* _DATA PROVIDED_
PR #1409, opened 2020-12-08
Don't allow fiber switch before quorums are shuffled

AndrejMitrovic:
This code was modified several times.. Ideally we would have a `schedule()` primitive in both vibe.d and localrest so we don't have to write these fixes at the call site (it's leaky abstractions).


linked0 (approved):

kchulj (approved):
TY

PR #1418, opened 2020-12-14
ValidatorSet should use the respective cycle_length of each individual enrollment

omerfirmak:
Currently, ValidatorSet uses the local parameters to validate and expire Enrollments. But enrollments can have different cycle lengths.

This revealed some tests use TestGenesis, which has enrollments with 20-block cycle length , but assume 1008-block cycle lengths. The default parameter for tests should be 20 to reflect the TestGenesis enrollments better.

### DIFF
--- a/source/agora/consensus/EnrollmentManager.d
+++ b/source/agora/consensus/EnrollmentManager.d
@@ -1093,11 +1093,12 @@ unittest
     assert(man.addEnrollment(enroll, key_pair.address, Height(1),
             utxo_set.getUTXOFinder()));
 
-    assert(man.params.ValidatorCycle - 101 == 907); // Sanity check
     assert(man.getValidatorPreimage(utxo_hash) == PreImageInfo.init);
     assert(man.addValidator(enroll, key_pair.address, Height(2), &utxo_set.peekUTXO,
             utxos) is null);
-    auto preimage = PreImageInfo(utxo_hash, man.cycle.preimages[100], 907);
+    auto preimage = PreImageInfo(utxo_hash,
+                        man.cycle.preimages[(man.params.ValidatorCycle / 2) - 1],
+                        cast (ushort) man.params.ValidatorCycle / 2);
     assert(man.addPreimage(preimage));
     assert(man.getValidatorPreimage(utxo_hash) == preimage);
 }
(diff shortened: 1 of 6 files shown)


hewison-chris:
This looks good but I am not sure if it should be posible to have a different cycle_length than that defined in the consensus params.
In tests we use 20 as it is more convenient than 1008.
@Geod24 Should it be possible to enroll with a different cycle_length than the one defined in the consensus params?

linked0:
> This looks good but I am not sure if it should be posible to have a different cycle_length than that defined in the consensus params.
> In tests we use 20 as it is more convenient than 1008.
> @Geod24 Should it be possible to enroll with a different cycle_length than the one defined in the consensus params?

I agree with @hewison-chris's opinion although this looks good. I think we don't have to have a different cycle for Enrollment because that value is shared with the `ConsensusParam` object through all the objects. That's why the `ConsensusParam` object is `immutable`.

omerfirmak:
ConsensusParams is immutable and shared across an instance of agora but there is no guarantee that it will be same for different instances. This is more about consistency of the different nodes' view of the ValidatorSet, then supporting different cycle_lengths for Enrollments.

linked0:
> ConsensusParams is immutable and shared across an instance of agora but there is no guarantee that it will be same for different instances. This is more about consistency of the different nodes' view of the ValidatorSet, then supporting different cycle_lengths for Enrollments.

You're right. There's no guarantee for that at the moment, I think.
But, we have no plan for different `cycle_length` in the CoinNet environment because it is a protocol-level value. If there's some validator trying to enroll with a different `cycle_length`, we should reject the enrollment. I think we should add checking code for the validator doing that in the `agora.consensus.validation.Enrollment` module later.
Thank you.

AndrejMitrovic:
> ConsensusParams is immutable and shared across an instance of agora but there is no guarantee that it will be same for different instances. This is more about consistency of the different nodes' view of the ValidatorSet, then supporting different cycle_lengths for Enrollments.

`ConsensusParams` will be the same for all nodes which use the same genesis hash - in other words all nodes which are part of that network. The reason it exists is because CoinNet / TestNet / UnittestNet (which we use in the tests & our private testing network) will all have slightly different settings. For example, in unittests we may want to have a lower enrollment cycle so we don't have to generate thousands of blocks just in order to be able to test behavior of the nodes as they enroll / un-enroll. And the other fields allow us to test things like faster / slower block creation rate, etc.. 

If two nodes are running on the same `*Net`, they will have the same `ConsensusParams` values. That's why the word `Consensus`  is in the name, consensus can only be reached if these values are the same.

A node running on `CoinNet` cannot reach consensus with a node running on `TestNet` / `UnittestNet`. They'll have different genesis blocks, the UTXOs will not match between them, and they'll never be able to reach consensus if they use different values for the other fields as well.

Now, it's not the best idea that these parameters are in the `NodeConfig` because someone could try to tweak these and cause problems for themselves. Ideally these options would be well hidden from the user. But for now, they're exposed in the `NodeConfig`.

omerfirmak:
> ConsensusParams will be the same for all nodes which use the same genesis hash - in other words all nodes which are part of that network

If this is the end goal, then like @linked0 mentioned, `cycle_length` in enrollment should probably be validated against the value in `ConsensusParams`.

> That's why the word Consensus is in the name, consensus can only be reached if these values are the same.

If I am correct, this is not enforced anywhere tho. I can get `Simple.d` test to pass with different `ConsensusParams.ValidatorCycle` for each node.

AndrejMitrovic:
> If this is the end goal, then like @linked0 mentioned, cycle_length in enrollment should probably be validated against the value in ConsensusParams.

Yeah it should.

> If I am correct, this is not enforced anywhere tho. I can get Simple.d test to pass with different ConsensusParams.ValidatorCycle for each node.

So I guess we never added these checks..

Initially we planned to allow the validator to set any cycle they want. Later this was changed to 1008 (for CoinNet), but the `cycle_length` remained in the `Enrollment`. I suppose it's still there in case we want to relax this rule in the future. I don't recall the reasoning why the hardcoded number is the way we went with.

omerfirmak:
Regardless, I still feel like the information on the chain should be used. If we want constant cycle lengths across the network, the incoming `Enrollment`s should be validated for that.  This would make it easier to change the behaviour in the future, if we ever decide to do that. Just my 2 cents.

Thank you all for the insights!

AndrejMitrovic:
> Regardless, I still feel like the information on the chain should be used. If we want constant cycle lengths across the network, the incoming Enrollments should be validated for that. This would make it easier to change the behaviour in the future, if we ever decide to do that. Just my 2 cents.

Yes I agree. It's not a controversial change. I think we should add the validation as well.

omerfirmak:
Can finally close this since #2489  happened

Issue #1403, opened 2020-12-03
Implement pushTransaction for the listener


AndrejMitrovic:
To allow Stoa to build its transaction pool it needs to know when transactions are added to the pool. Agora can push those transactions to listener via a new `pushTransaction` API, similar to `pushPreimage` / `pushBlock`.

Then, the wallet can ask Stoa if a specific tx is currently in the pool (pending).

This is a better alternative to https://github.com/bpfkorea/agora/issues/1402

PR #1420, opened 2020-12-16
Implement pushTransaction for the transaction received handler

TrustHenry:
To allow Stoa to build its transaction pool it needs to know when transactions are added to the pool.
This allows it to set the incoming address by adding 'transaction_received_handler_addresses' to the setting.
Received a transaction push only valid a transaction.

Related to #1403


AndrejMitrovic (approved):

AndrejMitrovic:
CI failure is unrelated.

PR #1424, opened 2020-12-16
Remove unnecessary test code about slashing protocol

linked0:
We do not have the `preimage_root` in the `ConsensusData` structure anymore. But, there remains some code about testing the `preimage_root` information. So we remove the unnecessary code.

@ferencdg have suggested removing the code. So I remove the code that might make unexpected side effects.


AndrejMitrovic (approved):

AndrejMitrovic:
It seems CircleCI got stuck? Could you try a `git amend` and push? This should trigger the CI to run again.

Issue #1428, opened 2020-12-17
Implement support for non-interactive threshold signatures (linear complexity, not MuSig)


AndrejMitrovic:
As of today there are only a few (maybe just one?) non-interactive Schnorr threshold signature schemes which exist. One of them is MuSig. There are some resources about it here:

- https://suredbits.com/schnorr-applications-threshold-signatures/
- https://blockstream.com/2018/01/23/en-musig-key-aggregation-schnorr-signatures/
- https://eprint.iacr.org/2018/068.pdf
- https://tlu.tarilabs.com/cryptography/musig-schnorr-sig-scheme/The_MuSig_Schnorr_Signature_Scheme.html

As of now I am not sure whether we would need any special support from Agora's side in order to validate MuSig signatures, or whether it's only the signing process that is complex and the signature validation process remains the same. If that's the case, then only the wallet would need to add support for MuSig. But since we've outsourced wallet development I don't have high hopes of it being properly implemented in due time. 

Since implementing support for MuSig is non-trivial it's not a bad idea to implement a stop-gap measure by adding support for multi-sigs in the same way as Bitcoin's `CHECK_MULTI_SIG`.

If we do end up delivering MuSig support before CoinNet we can then just remove the `CHECK_MULTI_SIG` opcode.

AndrejMitrovic:
Resolved.

PR #1429, opened 2020-12-17
Engine: Implement support for threshold signatures

AndrejMitrovic:
See https://github.com/bpfkorea/agora/issues/1428 for more info. If we don't get MuSig support in the Wallet soon then this is the scheme we should be using by default.

Fixes https://github.com/bpfkorea/agora/issues/1428


AndrejMitrovic:
Merging as no comments received and the wallet needs it.

PR #1436, opened 2020-12-18
Link system tests with sqlite3

omerfirmak:
[This](https://app.circleci.com/pipelines/github/bpfkorea/agora/5317/workflows/acd127b1-d13a-4ac5-86d8-3c24780a7360/jobs/5624) shows that system test now depend on sqlite somehow.

### DIFF
--- a/tests/system/dub.json
+++ b/tests/system/dub.json
@@ -3,8 +3,8 @@
     "targetType": "executable",
     "targetPath": "build",
     "dflags": [ "-i" ],
-    "libs-posix": [ "sodium" ],
-    "libs-windows": [ "libsodium" ],
+    "libs-posix": [ "sodium", "sqlite3" ],
+    "libs-windows": [ "libsodium", "libsqlite3" ],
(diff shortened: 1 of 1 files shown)


AndrejMitrovic:
Ah so it worked fine in the CI but not locally without it?

omerfirmak:
> Ah so it worked fine in the CI but not locally without it?

Nah, it didnt work locally either :) I am checking if I introduced an unnecessary import somewhere.

omerfirmak:
Even with narrow imports like this cause sql to be linked to system tests. Although `EnrollmentFinder` , `EnrollmentState` , `EnrollmentStatus` alone should not require db. We might have to link sqlite3.

``` d
import agora.consensus.state.ValidatorSet : EnrollmentFinder, EnrollmentState,
                                            EnrollmentStatus;
```

omerfirmak:
I am closing this and adding this commit to #1421 since it is causing this.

* _TASK DIRECTIONS_
The lines to return are those in the material above that hold "UnittestNet".

* _WRITTEN SOLUTION_
`ConsensusParams` will be the same for all nodes which use the same genesis hash - in other words all nodes which are part of that network. The reason it exists is because CoinNet / TestNet / UnittestNet (which we use in the tests & our private testing network) will all have slightly different settings. For example, in unittests we may want to have a lower enrollment cycle so we don't have to generate thousands of blocks just in order to be able to test behavior of the nodes as they enroll / un-enroll. And the other fields allow us to test things like faster / slower block creation rate, etc.. 
A node running on `CoinNet` cannot reach consensus with a node running on `TestNet` / `UnittestNet`. They'll have different genesis blocks, the UTXOs will not match between them, and they'll never be able to reach consensus if they use different values for the other fields as well.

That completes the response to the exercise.